While it stopped short of creating an actual list of hospitals that aren't worth saving, a New Jersey healthcare commission has created criteria for sorting out financially-troubled hospitals that should close from those that should be propped up by state financial aid. Unlike neighboring New York, nobody seems to be suggesting that the state should use this framework to demand hospitals close. The commission did suggest that hospitals which fall below its line be allowed to close (rather than funded to keep going).

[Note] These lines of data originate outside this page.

PR #1355, opened 2026-08-05
feat(watchlists): UAT batch 3 — one verb per operation, create form states its destination (tasks 2302/2303)

rmusser01:
## What (UAT batch 3 of 5 — tasks 2302, 2303)

Third batch from the 2026-08-04 sr-UX/HCI UAT (findings F1/F13, both HIGH; filed in #1335).

**task-2303 — one verb per operation.** Three near-synonym labels were doing *two different things*: the rail's "Add source" **assigned** an existing source while the header's "Create source" and the pane's "New Source" **created** one. Decision: NEW brings a source into existence; ADD files an existing one into a watchlist — and a membership label must *name* the pre-existence, since "Add source" reads as a synonym of "New source". Shipped: `New source` everywhere for create (toolbar, empty state, binding, guidance); `Add existing` from the watchlist side and `Add to watchlist` from the source side for assignment — one verb, direction made explicit by the object. Both assignment modals gained instruction lines ("Choose a source below to add it to this watchlist. No new source is created."). Assignment is now reachable from the source's own Inspector, not just the rail.

**task-2302 — the create form states its destination and lands there.** The form had no destination field at all: created under an active watchlist scope, a source silently landed in Unassigned, contradicting the first-run guidance. Now the destination shows *before* submit (defaulting to the active rail scope, with Unassigned explicitly selectable), the source lands there, and the confirmation names it. Also: the Type Select carries a visible label; the ignore-selectors block appears only for page sources, where element selectors actually apply.

## Review trail

Whole-branch opus review + 2 waves; final verdict ALL ADDRESSED. Findings closed: a missing server-backend gate on the new assign path (both directions now refuse from one shared reason string — verified live with membership rows `[]` where they had been `[1]`); two mutation survivors in the "watchlist set changed under a live form" corner (deleting the destination watchlist under an open form raised `InvalidSelectValueError` out of `compose()`; a watchlist created mid-session never reached the Select); and an evidence defect — geometry tests ran without production CSS, so a comment shipped calling TASK-1362's 91-column measurement wrong when it was right. The whole destination test file now runs against the real `TldwCli` with production CSS.

**Honest non-fix:** the UAT's F11/F12 truncation observation is recorded as **unexplained, not fixed** — under production CSS there are 164 columns of budget for the 83-character string at 235x52, so that copy could not have clipped in that layout. The shorter noise-field copy stays on its own merits (half the width, syntax detail in a tooltip), not on a width argument.

## Verification

**28 mutations across the waves, all RED, zero survivors**, every restore md5 byte-exact. Suites: 322 passed in the re-review sweep; 73 passed on the final three files; poisoned-order e2e 50 passed; `--collect-only` 9407 collected clean. **Live-verified twice** (fresh profiles, DB read-back): destination shown as `Reading` before submit → toast `Source created in "Reading".` → `watchlist_sources` row `Reading|HN Front Page`; destination switched to Unassigned → lands unassigned; both assign paths write and read as assignment; server backend refuses both directions with the rail's exact tooltip; deleting the destination watchlist under an open form degrades to Unassigned with the draft intact and no crash.

Two disclosed process incidents, both contained and now encoded as protocol: an accidental `git checkout HEAD --` wiped uncommitted work mid-mutation (reconstruction became review priority #1 — which is how the two survivors above were found), and an aborted mutation battery left one mutation applied (caught, then a control-flow census across the wave confirmed zero residue in the affected file).

---
## Summary by cubic
Clarified create vs assign across Watchlists and added a visible Destination to the New source form so new sources land where intended. Addresses UAT batch 3 (Linear 2302, 2303) to reduce confusion and make assignment accessible from both sides.

- **New Features**
  - One verb per operation: “New source” creates; “Add existing” (watchlist) and “Add to watchlist” (source) assign, applied across rail, toolbar, empty state, Inspector, guidance, and modals.
  - New source form shows a Destination select (defaults to active scope, includes Unassigned); values are preserved across rebuilds; created sources land there and the toast names it.
  - Added source-side entry point for assignment via the Inspector with a watchlist picker; watchlist-side keeps “Add existing”.
  - Type select labeled; ignore‑selectors render only for page types; added “Web page” so the control is reachable.
  - Service adds list_watchlists_for_source (mirror of list_sources) to avoid N+1 membership queries.

- **Bug Fixes**
  - Unified backend gate blocks assignment in both directions with the same reason on the Server backend; both directions read the same reactive gate.
  - Live-form changes handled: deleting the destination watchlist falls back to Unassigned; newly created watchlists appear in the select; type/destination choices are retained.
  - Copy and UI polish: first‑run guidance matches on‑screen labels; picker dialogs state that no new source is created; action labels sized to avoid clipping.
  - Tests added/updated for vocabulary and destination behavior, plus parity tests for membership queries; geometry tests run with production CSS.

<sup>Written for commit 62bad33a3e93b24729dadf0afba6778d18dd5e65. Summary will update on new commits.</sup>

<a href="https://cubic.dev/pr/rmusser01/tldw_chatbook/pull/1355?utm_source=github" target="_blank" rel="noopener noreferrer" data-no-image-dialog="true"><picture><source media="(prefers-color-scheme: dark)" srcset="https://www.cubic.dev/buttons/review-in-cubic-dark.svg"><source media="(prefers-color-scheme: light)" srcset="https://www.cubic.dev/buttons/review-in-cubic-light.svg">Review in cubic</picture></a>


rmusser01:
**Qodo finding 1 (unwrapped db read in `list_watchlists_for_source`) — declined, with the file measured.**

`watchlist_bundle_service.py` has a clean, deliberate split: every one of its **5 `transaction()` sites is a write** (INSERT 132, UPDATE 163, DELETE 180, INSERT 219, DELETE 237) and every one of its **6 bare `conn.execute` sites is a SELECT** (194, 256, **281 = the new method**, 302, 325, 341). The new read byte-mirrors its nearest sibling `list_sources`, so wrapping it would make it the only read in the file that does — introducing the inconsistency the rule exists to prevent.

This is the same rule adjudicated per-file elsewhere in this programme, and the answer differs by file because the convention does: in `Subscriptions_DB.py` reads **do** wrap (nearest sibling `get_item_status` wraps), so PR #1342's identical finding was **accepted** and `get_new_items` was wrapped. Here the file's own convention says otherwise. If the project wants reads wrapped everywhere, that is a repo-wide sweep with its own task — not a one-method exception inside a file that consistently does the opposite.

PR #1359, opened 2026-08-05
Toad-inspired UI improvements: textual pin, watcher coalescing, timer guards, tool-call diffs

rmusser01:
## Summary

Salvage of the surface-independent work from a toad-inspired UI improvement series (study: `backlog/docs/toad-tui-improvement-study.md`). **Context/history:** this work was originally implemented against the legacy `ChatWindowEnhanced` surface; that surface has since been removed from `dev`, so this branch re-applies only what is meaningful on current dev. The console-native port of the remaining UX work (input ghost-text/history, transcript pruning, inline tool-call diffs) is tracked as follow-up tasks.

- **Deps (TASK-1353/1351):** exact-pin `textual==8.2.8` and add `textual-diff-view==0.1.5` (pyproject + requirements); runtime contract test accepts exact 8.x pins; ADR-032 for the new dependency.
- **Notes watcher (TASK-1352):** coalesce watchdog event bursts into one `on_files_changed` callback (250ms window via `call_soon_threadsafe` + single `call_later`); fixes latent `asyncio.create_task`-from-watchdog-thread bug.
- **Timer guards (TASK-1352):** `is_attached`/`screen.is_active` early-returns on 10 continuous `set_interval` animation/poll sites so hidden tabs burn no CPU.
- **Tool-call diffs (TASK-1351):** `WriteFileTool` captures before/after content (256KB/side cap, validated paths, undecodable/oversized → skip); new `diff_widgets.py` (`make_diff`/`extract_diff_from_result`/`strip_diff_contents`); `ToolExecutionWidget` mounts `DiffView` after off-thread `prepare()`; raw contents stripped at the single dev serialization seam (`Agents/tool_catalog.py` `BuiltinToolProvider.invoke`) so they never reach the LLM or run logs.

## Notes for reviewers

- `ToolExecutionWidget` currently has no production caller on dev (its only consumer was the removed legacy surface); the DiffView integration is complete and tested, ready for the console tool-row port.
- Per-side 256KB capture cap; reloads show plain text results (ADR-032 documents the trade-off).

## Test plan

- [x] `Tests/CI/test_textual_runtime_contract.py` — 2 passed
- [x] `Tests/Notes` — 1308 passed
- [x] `Tests/Tools` — 120 passed; `Tests/Agents` — 781 passed
- [x] `Tests/Widgets` (tool/diff + guarded widgets) — 215+ passed
[...]

PR #1360, opened 2026-08-05
Console port series: composer history + ghost text (TASK-1364), transcript pruning, tool diffs

rmusser01:
## Summary

Console-native port of the toad-inspired UX work (study: `backlog/docs/toad-tui-improvement-study.md`), following PR #1359 which landed the surface-independent foundations. The Console is the only live chat UI; the legacy surface this UX was first built on has been removed from dev.

**Landed so far (TASK-1364):**
- `Chat/prompt_history.py`: shared JSONL prompt history (async IO, index-0-as-draft, 1000-entry cap, real timestamps) — ported from the earlier branch.
- Composer ghost text: dimmed suffix rendered in the composer's own render pass (render-only, height-invisible), most-recent-wins from history, right-arrow accepts; suppressed while the slash-command popup owns the draft.
- History recall: Up/Down gated to first/last visual row using the composer's real wrap math; live draft stashed/restored; caret to end on recall.
- Send recording at `submit_draft`'s accepted point (blocked/refused/empty sends record nothing); shared instance owned by ChatScreen with a factory test seam.

**Still to land on this branch:** TASK-1365 (transcript pruning), TASK-1366 (tool-call diff rows).

## Test plan

- [x] 46 new tests (22 composer history + 24 prompt history) — pass
- [x] Existing composer/controller/paste suites — 301 passed (test_console_command_composer, cursor, collapse, popup, chat_controller, paste_attach)
- [x] Two-stage review (spec + quality) passed; quality-review nits applied

---
## Summary by cubic
Ports console prompt history UX (TASK-1364) and adds height-based transcript pruning (TASK-1365) to keep long sessions responsive. Adds inline diffs for file-write tool markers (TASK-1366) with safe capture and session‑only display.

- **New Features**
  - PromptHistory: JSONL async store (1000 cap), real timestamps, consecutive-duplicate skip, most‑recent prefix complete() for ghost text.
  - Composer: ghost text (dimmed, caret at end, not for “/”; Right arrow accepts) and Up/Down recall gated to first/last visual row; stashes index 0; caret lands at end. Controller records only accepted sends; Screen owns a shared PromptHistory; composer warm‑loads; test seam via console_prompt_history_factory.
  - Transcript pruning: when virtual height > prune_high_watermark, drop oldest message groups until under prune_low_watermark. View‑only (store keeps full history), streaming/selected protected, scroll preserved or re‑anchored at tail; checks after refresh and at mount; high<=0 disables. Keyboard selection walks visible messages. Defaults in config: 20000/12000.
  - Tool diffs: file‑write results capture raw before/after at the provider strip seam via a diff_sink, paired with STEP_TOOL_RESULT, and attached as session‑only tool_diff (never persisted or sent to the model). Transcript renders an expandable inline `DiffView` row under the TOOL marker; shows a “Diff” expansion when no hidden full text; styled via `.console-transcript-tool-diff`.

- **Bug Fixes**
  - Diff‑only TOOL markers now offer the expansion affordance labeled “Diff”.
  - Diff pairing hardened for abandoned tool threads: pair by most‑recent matching tool name and drop stale captures; strip guarantee unchanged.
  - PromptHistory.append is serialized (asyncio.Lock) to prevent concurrent appends from interleaving with cap rewrites.

<sup>Written for commit b39b2f5a7e44127a88f0b4eea932e5e7d5c3aee8. Summary will update on new commits.</sup>

<a href="https://cubic.dev/pr/rmusser01/tldw_chatbook/pull/1360?utm_source=github" target="_blank" rel="noopener noreferrer" data-no-image-dialog="true"><picture><source media="(prefers-color-scheme: dark)" srcset="https://www.cubic.dev/buttons/review-in-cubic-dark.svg"><source media="(prefers-color-scheme: light)" srcset="https://www.cubic.dev/buttons/review-in-cubic-light.svg">Review in cubic</picture></a>

### DIFF
--- a/Tests/Chat/test_console_agent_diff_channel.py
+++ b/Tests/Chat/test_console_agent_diff_channel.py
@@ -8,12 +8,13 @@ result (AC1 data path + AC3).
 """
 
 import json
+from collections import deque
 
 import pytest
 
 import tldw_chatbook.config as config_module
 from tldw_chatbook.Agents.agent_runtime import FENCE_OPEN
-from tldw_chatbook.Chat.console_agent_bridge import ConsoleAgentBridge
+from tldw_chatbook.Chat.console_agent_bridge import ConsoleAgentBridge, _pair_step_diff
 from tldw_chatbook.Chat.console_chat_models import ConsoleMessageRole
 from tldw_chatbook.Chat.console_chat_store import ConsoleChatStore
 from tldw_chatbook.DB.AgentRuns_DB import AgentRunsDB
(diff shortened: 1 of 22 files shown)


rmusser01:
Qodo review addressed in b39b2f5a7:

- **Write race (bug)**: fixed — `PromptHistory.append` is now serialized with an internal `asyncio.Lock`, so a whole-file cap rewrite can't interleave with a concurrent append (composer + controller share one instance). Regression test with 8 racing appends included.
- **Docstring/import nits**: fixed (`stash_draft` Args section; loguru moved to the third-party import group).
- **`default_prompt_history_path()` skips path_validation**: not applied — intentional. `path_validation.py` guards user/agent-supplied paths (tool args, ingestion, sync targets); this helper only returns `get_user_data_dir() / "prompt_history.jsonl"`, the app's own canonical per-user data location — the same unvalidated pattern used for the config TOML, chat databases, and model-catalog cache. No external input influences the path, so there's no traversal surface to validate.

PR #1364, opened 2026-08-06
fix: legacy web_search_tool snippet-key fallback (task-1341)

rmusser01:
One-line fix: the legacy `WebSearchTool` read a top-level `snippet` key that `perform_websearch`'s normalization never produces (body text is top-level `content`; `snippet` lives under `metadata`), so every real result rendered "No description available". Falls back to `content` now, with a regression test pinning the real payload shape.

Found during the phase-3a review of the new web_search core (which carries the same fix); filed as task-1341.

- [x] Tests: new Tests/Tools/test_web_search_tool.py pins the normalized shape; Tests/Tools 131 passed

---
## Summary by cubic
Fix the legacy `WebSearchTool` to prefer `snippet`, then fall back to `content`, otherwise show "No description available", matching the `perform_websearch` payload. Adds regression tests that pin this shape and verify empty `content` falls through to the placeholder; satisfies task-1341.

<sup>Written for commit 42d465776d2bc9c2d9a06ba1e12919a144292244. Summary will update on new commits.</sup>

<a href="https://cubic.dev/pr/rmusser01/tldw_chatbook/pull/1364?utm_source=github" target="_blank" rel="noopener noreferrer" data-no-image-dialog="true"><picture><source media="(prefers-color-scheme: dark)" srcset="https://www.cubic.dev/buttons/review-in-cubic-dark.svg"><source media="(prefers-color-scheme: light)" srcset="https://www.cubic.dev/buttons/review-in-cubic-light.svg">Review in cubic</picture></a>

### DIFF
--- a/Tests/Tools/test_web_search_tool.py
+++ b/Tests/Tools/test_web_search_tool.py
@@ -1,0 +1,41 @@
+"""Regression tests for legacy WebSearchTool result mapping (task-1341)."""
+
+from tldw_chatbook.Tools.web_search_tool import WebSearchTool
+
+
+def _real_payload():
+    """The shape perform_websearch actually returns (WebSearch_APIs.py:
+    process_web_search_results): body text is top-level `content`;
+    `snippet` exists only inside `metadata`."""
+    return {
+        "results": [
+            {
+                "title": "Result 1",
+                "url": "https://example.com/1",
+                "content": "the actual body text",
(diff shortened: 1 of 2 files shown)


rmusser01:
Qodo items addressed: empty-`content` now falls through to the placeholder (`or "No description available"`), test docstring and type hints added, plus a regression test for the empty-string case.

PR #1366, opened 2026-08-06
fix(realtime): explain the empty voice-transcript row; bill realtime audio in the cost chip (tasks 2391 + 2390)

rmusser01:
## What this is

**task-2391** — the last user-visible gap from the realtime voice engine (V4): a voice turn that produced no transcript left an unexplained blank row in the Console.

The row's `transcript_status="empty"` existed only in memory (the store defers persistence for content-less rows, and `CharactersRAGDB.add_message` refuses a message with neither text nor image — both verified during review), and nothing anywhere read the field. So the row vanished on restart and told the user nothing while it was there.

## The change

An empty voice turn now writes a real, visible placeholder — `(no speech detected)` — through the existing update-content flush path, so the explanation is durable and renders through the ordinary message path with no new widget. `metadata.transcript_status` remains the machine fact; the content carries only the human-readable chrome. That's the same split task-2364 established (visible `⏹ interrupted` marker in content, structured flag for deciding logic), not a return to state-in-content.

## The regression this PR also fixes (worth reading)

Making the row non-blank had a consequence the first commit missed: it stopped being skipped by the falsy-content guard when building provider context, so the model started receiving `{"role": "user", "content": "(no speech detected)"}` — **a fabricated user turn**, on the mainline retry/edit/fork/send paths, for the life of the conversation.

The second commit excludes empty-transcript rows from every model-facing context builder behind a shared `_is_empty_transcript_row()` guard: `_provider_message_payloads`, `summarize_up_to`, and `impersonate_user_reply`. The guard keys on `metadata.transcript_status`, not on the placeholder text — so a user who literally types "(no speech detected)" still has their words reach the model, and legacy rows (no metadata) are unaffected.

Export paths were deliberately left alone: they are human-facing reads of a single message the user explicitly selected, and the context-preview modal's "what would be sent" field is built by the now-fixed builder. Reasoning recorded in the task's Implementation Notes.

## Review

Reviewed in two rounds. Highlights:

- The design premise was **verified, not assumed** — `add_message`'s refusal of content-less rows is genuinely unconditional, and the Console store's deferred-create guard independently requires content, so a metadata-only durable row was never possible.
- Completeness of the context-builder fix was checked by **independent enumeration** rather than by confirming the three fixed sites: every route from a stored message to a provider call was traced (retry, continue, edit-and-resend, submit, regenerate, the agent and direct branches, skill/dictionary/world-info processing, context compaction, auto-titling). No missed path.
- Mutation-checked: neutering the guard in two separate paths turns named tests red.

## Tests

177 passed across the realtime wiring suite plus the three V3 contract files (byte-identical to base); 296 passed across the console controller and store suites. Rebased onto current dev (121 commits, no conflicts).

Note for anyone rebuilding a venv: dev now requires `textual-diff-view`, which is unrelated to this change but is needed for these suites to collect.

## Remaining

**task-2390** (realtime cost-chip integration) is the last open follow-up and is *not* in this PR. Its research is done and recorded in the task file: the task's original premise was wrong — realtime audio is billed per 1M tokens, not per minute, so the existing per-mtok pricing model extends additively rather than needing redesign. Verified rates are in the task.

---
## Summary by cubic
Empty realtime voice turns now persist a clear "(no speech detected)" row and are excluded from all model-facing contexts. Realtime cost is now billed: audio tokens and Whisper transcription are priced and surfaced in the cost chip using seeded `openai:gpt-realtime` rates; addresses task-2391 and task-2390.

- **Bug Fixes**
  - Made the empty-transcript write path retry-safe: write the placeholder via `update_message_content`, then stamp `transcript_status="empty"`; if the placeholder already exists, still stamp the status.
  - Guarded all model-facing builders with `_is_empty_transcript_row()` and safe metadata reads, preventing crashes and fabricated user turns in send/summarize/impersonate paths.
  - Skipped empty-transcript rows in the realtime reseed builder; added tests across store, resume, controller, summarization, wiring, and pricing.

- **New Features**
  - Seeded pricing for `openai:gpt-realtime` (`-mini`, `-2.1`, `-2`, `-1.5`) and Whisper ($0.006/min); non-realtime models unchanged.
  - Updated `cost_for_usage` to price `audio_input`/`audio_output` and `transcription_seconds`, draining `cache_read` before `uncached_input` to avoid underbilling and double counting.
  - Extended `ConsoleCostRow` and the cost modal to show `audio_input`, `audio_output`, and `transcription_seconds`, with tests for pricing math and row/modal formatting.

<sup>Written for commit e18bced8737a59a5ea18df26b49e59e40002f8f5. Summary will update on new commits.</sup>

<a href="https://cubic.dev/pr/rmusser01/tldw_chatbook/pull/1366?utm_source=github" target="_blank" rel="noopener noreferrer" data-no-image-dialog="true"><picture><source media="(prefers-color-scheme: dark)" srcset="https://www.cubic.dev/buttons/review-in-cubic-dark.svg"><source media="(prefers-color-scheme: light)" srcset="https://www.cubic.dev/buttons/review-in-cubic-light.svg">Review in cubic</picture></a>

### DIFF
--- a/Tests/Chat/test_console_chat_controller.py
+++ b/Tests/Chat/test_console_chat_controller.py
@@ -1889,6 +1889,26 @@ def test_image_budget_excludes_failed_send_blocked_echo(monkeypatch):
     assert decoded == b"real"
 
 
+def test_is_empty_transcript_row_tolerates_a_metadata_object_without_the_attribute():
+    """Qodo Q5 (task-2391 review): the docstring promised duck-typed safety
+    via `getattr` on `.metadata`, but the INNER `.transcript_status` read
+    was a plain attribute access -- a metadata object that duck-types some
+    fields but not that one raised `AttributeError` there. This helper runs
+    on every row of three model-facing send paths (`_provider_message_
+    payloads`, `summarize_up_to`, `impersonate_user_reply`), so that crash
+    reached the main send path, not just a narrow test double."""
+    from tldw_chatbook.Chat.console_chat_controller import _is_empty_transcript_row
+
+    message = SimpleNamespace(
+        role=ConsoleMessageRole.USER,
+        content="hello",
+        status="complete",
+        metadata=SimpleNamespace(engine="realtime"),  # no transcript_status
+    )
+
+    assert _is_empty_transcript_row(message) is False
+
+
 def test_provider_payloads_exclude_an_empty_transcript_placeholder():
     """task-2391 fix-now: a committed voice turn whose transcript came back
     empty persists real placeholder CONTENT ("(no speech detected)") so the
--- a/Tests/Chat/test_console_chat_controller.py
+++ b/Tests/Chat/test_console_chat_controller.py
@@ -1889,6 +1889,92 @@ def test_image_budget_excludes_failed_send_blocked_echo(monkeypatch):
     assert decoded == b"real"
 
 
+def test_provider_payloads_exclude_an_empty_transcript_placeholder():
+    """task-2391 fix-now: a committed voice turn whose transcript came back
+    empty persists real placeholder CONTENT ("(no speech detected)") so the
+    row can survive a restart -- but that content is UI chrome written so
+    the row could exist at all, not something the user said, and must
+    never reach a provider as if it were a real turn. Before this fix,
+    `_provider_message_payloads` had no `transcript_status` awareness, so
+    the placeholder rode straight through `_emit` into `{"role": "user",
+    "content": "(no speech detected)"}` on every ordinary send/retry/edit/
+    fork built off this session (`_provider_messages_for_session` backs all
+    of them) -- a fabricated user turn, permanently, for the life of the
+    conversation. An ordinary user row in the same session must still ride
+    through untouched."""
+    from tldw_chatbook.Chat.message_metadata import MessageMetadata
+    from tldw_chatbook.UI.Screens.chat_screen import (
+        CONSOLE_REALTIME_EMPTY_TRANSCRIPT_PLACEHOLDER,
+    )
+
+    store = ConsoleChatStore()
+    controller = ConsoleChatController(
+        store=store, provider_gateway=StreamingGateway(), model="test-model"
+    )
+    session = store.ensure_session()
+    store.append_message(
+        session.id,
+        role=ConsoleMessageRole.USER,
+        content=CONSOLE_REALTIME_EMPTY_TRANSCRIPT_PLACEHOLDER,
+        metadata=MessageMetadata(engine="realtime", transcript_status="empty"),
+    )
+    store.append_message(
+        session.id,
+        role=ConsoleMessageRole.USER,
+        content="a real question",
+    )
+
+    messages = store.messages_for_session(session.id)
+    payloads = controller._provider_message_payloads(messages, skip_failed=True)
+
+    contents = [payload["content"] for payload in payloads]
+    assert CONSOLE_REALTIME_EMPTY_TRANSCRIPT_PLACEHOLDER not in contents, (
+        "the empty-transcript placeholder must never be narrated to the "
+        "model as if the user said it"
+    )
+    assert "a real question" in contents
+
+
+@pytest.mark.asyncio
+async def test_impersonate_excludes_an_empty_transcript_placeholder():
+    """task-2391 fix-now (audit follow-up): `impersonate_user_reply` hand-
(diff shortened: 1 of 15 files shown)


rmusser01:
**task-2390 added to this PR** (`b43881623` + `f134ea109`) — the last realtime follow-up. The cost chip now bills realtime audio tokens and Whisper transcription.

**The task's own premise was wrong, and checking it was most of the work.** It claimed realtime is billed per audio *minute* and therefore inexpressible in the per-token pricing model. Verified against OpenAI's published pricing: realtime audio bills **per 1M tokens** (gpt-realtime: audio $32 in / $64 out), so `ModelPricing` extends additively exactly like the existing cache fields. Only Whisper transcription is per-minute ($0.006). Entries added for all five `gpt-realtime*` variants with an `as_of` label; the verified rate table is recorded in the task file.

**Two double-counting traps, both resolved by reading the code rather than assuming:**
- Audio token counts are a **subset** of the text buckets, not additional to them — pricing both would inflate the displayed cost. Audio is now drained out of the text buckets before the remainder is priced at text rates.
- Cached-*audio* attribution is impossible today (the payload detail isn't parsed), so all audio input is priced at the higher uncached rate — deliberately conservative. The published cached-audio rate is seeded but explicitly documented as unread at all three sites a reader would land on.

**Review caught a money bug in the first attempt.** The drain removed audio tokens from the *expensive* bucket first, which minimizes the remaining bill — the opposite of the conservative bound the task mandated and the docstring claimed. On an ordinary cached turn that under-stated cost by ~7% of the input side ($0.0252 vs $0.0270 on the worked example). Fixed to drain the cheap bucket first; the reviewer recomputed both figures independently and confirmed the direction holds on `gpt-realtime-mini` too, where the cached rates diverge most.

The test named "never underbills" had been pinning the implementation's own numbers, so it passed while the bug was live. It's now a genuine property test — it recomputes candidate splits from the raw rates without calling the pricing code, and asserts the implementation reaches the true maximum; mutation-verified to fail if the order is ever flipped back.

Non-realtime cost math is unchanged (mutation-verified isolated), token conservation holds across seven edge cases including the exact boundary, and the transcription seconds→minutes conversion is pinned. 86 + 103 tests green; contract trio byte-identical.

rmusser01:
**Qodo round addressed** (`5eb5fb4e5`), rebased onto latest dev (49 commits, no conflicts).

Two of the five were real bugs:

- **The fabricated-turn leak had a second door.** `_mark_console_realtime_transcript_empty` returned early whenever the row already had text — but the placeholder *is* text now. If the content write landed and the metadata write was swallowed, a retry never re-stamped `transcript_status`, and an unstamped placeholder isn't filtered, so it would reach providers as a fabricated user turn. Now a three-way branch keyed on **exact** equality with the placeholder (not substring), so a real transcript that merely contains that phrase is still treated as real. Mutation-verified: restoring the old early-return turns the new retry test red.
- **AttributeError on the main send path.** `_is_empty_transcript_row` read `metadata.transcript_status` directly after a `getattr`, so a metadata object lacking the attribute would crash inside all three model-facing builders. Now fully duck-typed; mutation-verified with a `SimpleNamespace` metadata object.

Also: the test now imports the placeholder constant instead of hardcoding it.

**Two rule violations declined, with reasoning:**
- *Use real in-memory SQLite instead of the persistence fake.* Declined for the existing test — that file's convention is the fake for "which persistence calls happened" claims (9 such tests; the direct sibling makes the identical claim shape the same way), so converting one in isolation would make it the odd one out. **But the concern was real**, so a new real-DB test was added: neither the fake test nor the resume test actually drove `update_message_content`'s deferred-create flush against a real database and read the row back (resume hand-seeds). That gap is now closed against `:memory:`.
- *Google-style docstrings on test functions.* Declined. These tests take no arguments and their docstrings carry the mechanism and the bug they pin, which is worth more than `Args:`/`Returns:` boilerplate; Qodo itself rated it Moderate with no precedent. No stealth churn — the one docstring edited was a factual correction forced by the code change.

394 + 103 + 187 + 373 tests green across the covering suites; contract trio byte-identical (MD5-verified).

**CI note:** the red `Core Tests` are a hosted-runner communication loss inside *cancelled* runs, not test failures. `No duplicate backlog task IDs` is inherited — `origin/dev` now carries 34 duplicate IDs on its own (400–403, 506–516, 1333, 1343–1345, 2231, …); all seven IDs this work adds are unique in both the filename and frontmatter namespaces, verified.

In its report, which was a year in the making, the New Jersey Commission on Rationalizing Healthcare Resources said that the state's hospitals are "truly in poor financial health," concluding that uninsured patients, underpayment by government insurance programs, lack of cost and quality transparency and misaligned incentives between hospitals and physicians were all factors in their poor financial performance. The group, which was headed by famed healthcare economist Uwe Reinhardt, said that the northeast area of the state--near to neighboring New York state--has the largest oversupply of hospital beds, but that the whole state faces some oversupply problems.

To keep hospitals on their toes, in the meanwhile, the commission is recommending that hospitals in New Jersey be required to post their annual financial reports and Form 990s for the prior three years on their Web sites, along with their chargemasters and sliding scales of prices for uninsured residents.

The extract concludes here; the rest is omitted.